Lipolysis products from triglyceride‐rich lipoproteins induce endothelial cell apoptosis by stimulating TGF‐beta1 release and Smad signaling

Abstract

Several studies have demonstrated that a wide variety of stimuli can induce programmed cell death (apoptosis) in endothelial cells, and have suggested that apoptosis could be an important mechanism in the development of atherosclerosis. TGF-β1 has been shown to induce apoptosis in endothelial cells by activating members of the Smad family.

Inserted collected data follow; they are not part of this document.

PR #1582, opened 2023-08-03
Ensure Breadcrumbs and SentryEvents are always serialisable

### LINKED ISSUE #1581: Logging integration behaviour when message is `Object` is inconsistent with the Logging package
### Platform

Dart

### Obfuscation

Enabled

### Debug Info

Enabled

### Doctor

```
[!] Flutter (Channel unknown, 3.10.6, on macOS 13.4 22F66 darwin-x64, locale en-GB)
    ! Flutter version 3.10.6 on channel unknown at /Users/barabas/src/flutter
      Currently on an unknown channel. Run `flutter channel` to switch to an official channel.
      If that doesn't fix the issue, reinstall Flutter by following instructions at https://flutter.dev/docs/get-started/install.
    ! Unknown upstream repository.
      Reinstall Flutter by following instructions at https://flutter.dev/docs/get-started/install.
    • Framework revision f468f3366c (3 weeks ago), 2023-07-12 15:19:05 -0700
    • Engine revision cdbeda788a
    • Dart version 3.0.6
    • DevTools version 2.23.1
    • If those were intentional, you can disregard the above warnings; however it is recommended to use "git" directly to perform update checks and upgrades.

    • Android SDK at /Users/barabas/Library/Android/sdk
    • Platform android-34, build-tools 34.0.0
    • ANDROID_HOME = /Users/barabas/Library/Android/sdk
    • Java version OpenJDK Runtime Environment (build 17.0.6+0-17.0.6b829.9-10027231)

[✓] Xcode - develop for iOS and macOS (Xcode 14.3.1)
    • Build 14E300c
    • CocoaPods version 1.11.3

[✓] Android Studio (version 2022.3)
    • Java version OpenJDK Runtime Environment (build 17.0.6+0-17.0.6b829.9-10027231)

    • Pixel 5 (mobile) • 0C221FDD4003LH • android-arm64  • Android 13 (API 33)
    • macOS (desktop)  • macos          • darwin-x64     • macOS 13.4 22F66 darwin-x64
    • Chrome (web)     • chrome         • web-javascript • Google Chrome 113.0.5672.126
    ! Error: iPhone XR has recently restarted. Xcode will continue when iPhone XR is unlocked. (code -14)

[✓] Network resources
    • All expected network resources are available.

! Doctor found issues in 1 category.

```

### Version

7.9.0

### Steps to Reproduce

1. Set up an app with Sentry and logging integration
2. Log an object: `Logger('test').info(DemoObject());`

```
class DemoObject {
  final int answer = 42;

  @override
  String toString() {
    return 'DemoObject: $answer';
  }
}
```

### Expected Result

Sentry creates a breadcrumb from the log that matches the output of the app's logger.

### Actual Result

Sentry drops the breadcrumb with an exception.

```
[sentry] [error] Native call `addBreadcrumb` failed
         Invalid argument: Instance of 'DemoObject'
         #0      StandardMessageCodec.writeValue (package:flutter/src/services/message_codecs.dart:465:7)
         #1      StandardMessageCodec.writeValue.<anonymous closure> (package:flutter/src/services/message_codecs.dart:462:9)
         #2      _LinkedHashMapMixin.forEach (dart:collection-patch/compact_hash.dart:625:13)
         #3      StandardMessageCodec.writeValue (package:flutter/src/services/message_codecs.dart:460:13)
         #4      StandardMessageCodec.writeValue.<anonymous closure> (package:flutter/src/services/message_codecs.dart:462:9)
         #5      _LinkedHashMapMixin.forEach (dart:collection-patch/compact_hash.dart:625:13)
         #6      StandardMessageCodec.writeValue (package:flutter/src/services/message_codecs.dart:460:13)
         #7      StandardMessageCodec.writeValue.<anonymous closure> (package:flutter/src/services/message_codecs.dart:462:9)
         #8      _LinkedHashMapMixin.forEach (dart:collection-patch/compact_hash.dart:625:13)
         #9      StandardMessageCodec.writeValue (package:flutter/src/services/message_codecs.dart:460:13)
         #10     StandardMethodCodec.encodeMethodCall (package:flutter/src/services/message_codecs.dart:603:18)
         #11     MethodChannel._invokeMethod (package:flutter/src/services/platform_channel.dart:299:34)
         #12     MethodChannel.invokeMethod (package:flutter/src/services/platform_channel.dart:483:12)
         #13     SentryNativeChannel.addBreadcrumb (package:sentry_flutter/src/sentry_native_channel.dart:59:12)
         #14     SentryNative.addBreadcrumb (package:sentry_flutter/src/sentry_native.dart:72:34)
         #15     NativeScopeObserver.addBreadcrumb (package:sentry_flutter/src/native_scope_observer.dart:29:25)
         #16     Scope.addBreadcrumb.<anonymous closure> (package:sentry/src/scope.dart:195:31)
         #17     Scope._callScopeObservers (package:sentry/src/scope.dart:455:21)
         #18     Scope.addBreadcrumb (package:sentry/src/scope.dart:194:13)
         #19     Hub.addBreadcrumb (package:sentry/src/hub.dart:293:24)
         #20     Sentry.addBreadcrumb (package:sentry/src/sentry.dart:233:12)
         #21     HubAdapter.addBreadcrumb (package:sentry/src/hub_adapter.dart:30:20)
         #22     LoggingIntegration._onLog (package:sentry_logging/src/logging_integration.dart:66:18)
         #23     _RootZone.runUnaryGuarded (dart:async/zone.dart:1594:10)
         #24     _BufferingStreamSubscription._sendData (dart:async/stream_impl.dart:339:11)
         #25     _BufferingStreamSubscription._add (dart:async/stream_impl.dart:271:7)
         #26     _SyncBroadcastStreamController._sendData.<anonymous closure> (dart:async/broadcast_stream_controller.dart:385:20)
         #27     _BroadcastStreamController._forEachListener (dart:async/broadcast_stream_controller.dart:322:15)
         #28     _SyncBroadcastStreamController._sendData (dart:async/broadcast_stream_controller.dart:384:5)
         #29     _BroadcastStreamController.add (dart:async/broadcast_stream_controller.dart:244:5)
         #30     Logger._publish (package:logging/src/logger.dart:287:51)
         #31     Logger.log (package:logging/src/logger.dart:215:18)
         #32     Logger.info (package:logging/src/logger.dart:255:7)
         #33     appMain (package:maestrounite/main.dart:102:8)
         #34     Sentry._init (package:sentry/src/sentry.dart:149:24)
         <asynchronous suspension>
         #35     Sentry.init (package:sentry/src/sentry.dart:70:5)
         <asynchronous suspension>
         #36     SentryFlutter.init (package:sentry_flutter/src/sentry_flutter.dart:83:5)
         <asynchronous suspension>
         #37     main (package:maestrounite/main.dart:69:3)
         <asynchronous suspension>
```

It seems like the caller of `StandardMessageCodec.writeValue` should call `toString()` before passing the Object?

None

maBarabas:
## :scroll: Description

Fixes unserialisable Breadcrumbs and SentryEvents created from log records containing an `object`, `stacktrace` or `error` of a type not supported by the [`StandardMessageCodec`](https://api.flutter.dev/flutter/services/StandardMessageCodec-class.html).

Fixes #1581 

Fixes #1581 

Run the dart tests in the repo.

## :pencil: Checklist

- [x] All tests passing
- [x] No breaking changes

## :crystal_ball: Next steps

I'm not sure if there is any utility in uploading a second copy of the object this way. It should always be identical to the existing `message` field of the breadcrumb, so it is just a duplicate. The only information it adds that the log call looked like `log.info(MyObject())`, rather than `log.info('${MyObject}')` which is irrelevant.

### DIFF
--- a/CHANGELOG.md
+++ b/CHANGELOG.md
@@ -1,5 +1,9 @@
 # Changelog
 
+## Unreleased
+
+- Ensure Breadcrumbs and SentryEvents are always serialisable ([#1582](https://github.com/getsentry/sentry-dart/pull/1582))
+
 ## 7.9.0
 
 ### Features
--- a/logging/lib/src/extension.dart
+++ b/logging/lib/src/extension.dart
@@ -12,9 +12,9 @@ extension LogRecordX on LogRecord {
       level: level.toSentryLevel(),
       message: message,
       data: <String, Object>{
-        if (object != null) 'LogRecord.object': object!,
-        if (error != null) 'LogRecord.error': error!,
-        if (stackTrace != null) 'LogRecord.stackTrace': stackTrace!,
+        if (object != null) 'LogRecord.object': object!.toString(),
+        if (error != null) 'LogRecord.error': error!.toString(),
+        if (stackTrace != null) 'LogRecord.stackTrace': stackTrace!.toString(),
         'LogRecord.loggerName': loggerName,
         'LogRecord.sequenceNumber': sequenceNumber,
       },
@@ -30,7 +30,7 @@ extension LogRecordX on LogRecord {
       throwable: error,
       // ignore: deprecated_member_use
       extra: <String, Object>{
-        if (object != null) 'LogRecord.object': object!,
+        if (object != null) 'LogRecord.object': object!.toString(),
         'LogRecord.sequenceNumber': sequenceNumber,
       },
     );
--- a/logging/test/extension_test.dart
+++ b/logging/test/extension_test.dart
@@ -2,6 +2,10 @@ import 'package:logging/logging.dart';
 import 'package:sentry_logging/src/extension.dart';
 import 'package:test/test.dart';
 
+class _TestObject {}
+
+class _TestErrorObject {}
+
 void main() {
   test('breadcrumb time is always utc', () {
     final log = LogRecord(Level.CONFIG, 'foo bar', 'test logger');
@@ -13,5 +17,42 @@ void main() {
     final log = LogRecord(Level.CONFIG, 'foo bar', 'test logger');
 
     expect(log.toEvent().timestamp?.isUtc, true);
+  });
+
+  test('user defined objects are converted to string', () {
+    // Every value in the data and extra map must be convertible to by the
+    // StandardMessageCodec. We convert all user supplied types and the
+    // StackTrace to a string to make this property hold.
+
+    final object = _TestObject();
+    final error = _TestErrorObject();
+    final stackTrace = StackTrace.current;
+
+    final log = LogRecord(
+      Level.CONFIG,
+      'foo bar',
+      'test logger',
+      error,
+      stackTrace,
+      null,
+      object,
+    );
+
+    final breadcrumb = log.toBreadcrumb();
+    expect(
+      breadcrumb.data,
+      containsPair('LogRecord.object', object.toString()),
+    );
+    expect(
+      log.toBreadcrumb().data,
+      containsPair('LogRecord.stackTrace', stackTrace.toString()),
+    );
+
+    final event = log.toEvent();
+    expect(
+      // ignore: deprecated_member_use
+      event.extra,
+      containsPair('LogRecord.object', object.toString()),
+    );
   });
 }


ueman:
Shouldn't https://github.com/getsentry/sentry-dart/blob/d78342459141e1798a213da74ad13e89235cbe31/dart/lib/src/utils.dart#L31 be responsible for that? That way you can ensure in a more generic way that everything correctly encodable to json.

maBarabas:
You mean using this callback in combination with [jsonEncode](https://api.dart.dev/stable/3.0.7/dart-convert/jsonEncode.html)? That does seem like a more elegant and would automatically work for any new map entries that are not encodable.

However, if one of the custom user objects has a toJson function, then it will be encoded. This does not seem desirable, as Sentry does not know how to decode it. I guess it would be possible to copy paste from the web UI and decode it using some dart code. This is also more useful than duplicating the `toString` result.

I can also ignore jsonEncode, and manually call the callback on the objects, but then we lose the automatic fallback for new objects.

maBarabas:
Just had a closer look at the logs in my Sentry instance, and actually the events that cause the original issue are there in the web UI even without this fix (using Sentry 6.22.0). It seems like the only change from this PR is that the errors are not logged any more.

Is there another path in the code that submits breadcrumbs? The native call here is definitely failing, so the breadcrumb should not be present.

ueman:
The Flutter to native sync could be a culprit: https://github.com/getsentry/sentry-dart/blob/d78342459141e1798a213da74ad13e89235cbe31/flutter/lib/src/sentry_native_channel.dart#L59 

That method is executed when a breadcrumb is added, which then directly sends it via method channel to the native side. As the object is not serializable, it fails.

But when the actual error is send, the serialization succeeds because the code path is a different one.

This is just a hunch though.

marandaneto:
See https://github.com/getsentry/sentry-dart/issues/1581#issuecomment-1667682938
Making the whole Map serializable would benefit the other methods too, so instead of fixing only crumbs, I'd rather fix for all the cases mentioned above in the comment.

marandaneto:
On Java there's a base interface called `JsonSerializable/JsonDeserializer` that in case any data class implements this interface, we can call `serialize`/`deserialize`, so users that have control under those classes, can implement the interface and write their own custom serializers/deserializers, but it's not really used a lot so I think it's an overkill.
It's enough to fall back to `toString` when normalizing the Map/Json.

The SDK though should not set any field (automatically) that isn't serializable by default, so I think:

```
        if (object != null) 'LogRecord.object': object!,
        if (error != null) 'LogRecord.error': error!,
        if (stackTrace != null) 'LogRecord.stackTrace': stackTrace!,
```

Those should not be part of the crumb anyway, probably an oversight, not just because of serialization.

marandaneto:
This is going to be addressed by https://github.com/getsentry/sentry-dart/pull/1591 which is a more generic approach.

Lipolysis products generated from lipoprotein lipase (LpL)-mediated hydrolysis of triglyceride-rich lipoproteins (TGRL) are recently described as independent risk factors for the development of atherosclerosis. We hypothesize that TGRL lipolysis products can induce endothelial cell apoptosis by stimulating the release of TGF-β1, initiating Smad signaling in human aortic endothelial cells (HAEC). To test this hypothesis we treated HAECs with lipolysis products generated from co-incubation of 150 mg/dL of TGRL plus 2 units/mL of LpL. Analysis of cell supernatants by ELISA showed a rise in TGF-β1 release from cells treated with lipolysis products compared to controls. Western Blotting showed a significant increase in expression of phospho-Smad2 after 1 hour of treatment with lipolysis products. Immunofluorescent staining for Smad4 demonstrated significant translocation of Smad4 to the nucleus after 1 hour. Fluorimetric analysis revealed significant activation of caspase-3 after 2 hours of treatment. Together these findings reveal for the first time a possible signaling mechanism by which lipolysis products can induce apoptosis in HAECs. This work was supported by the Nora Eccles Treadwell Foundation and NIH HL 55667.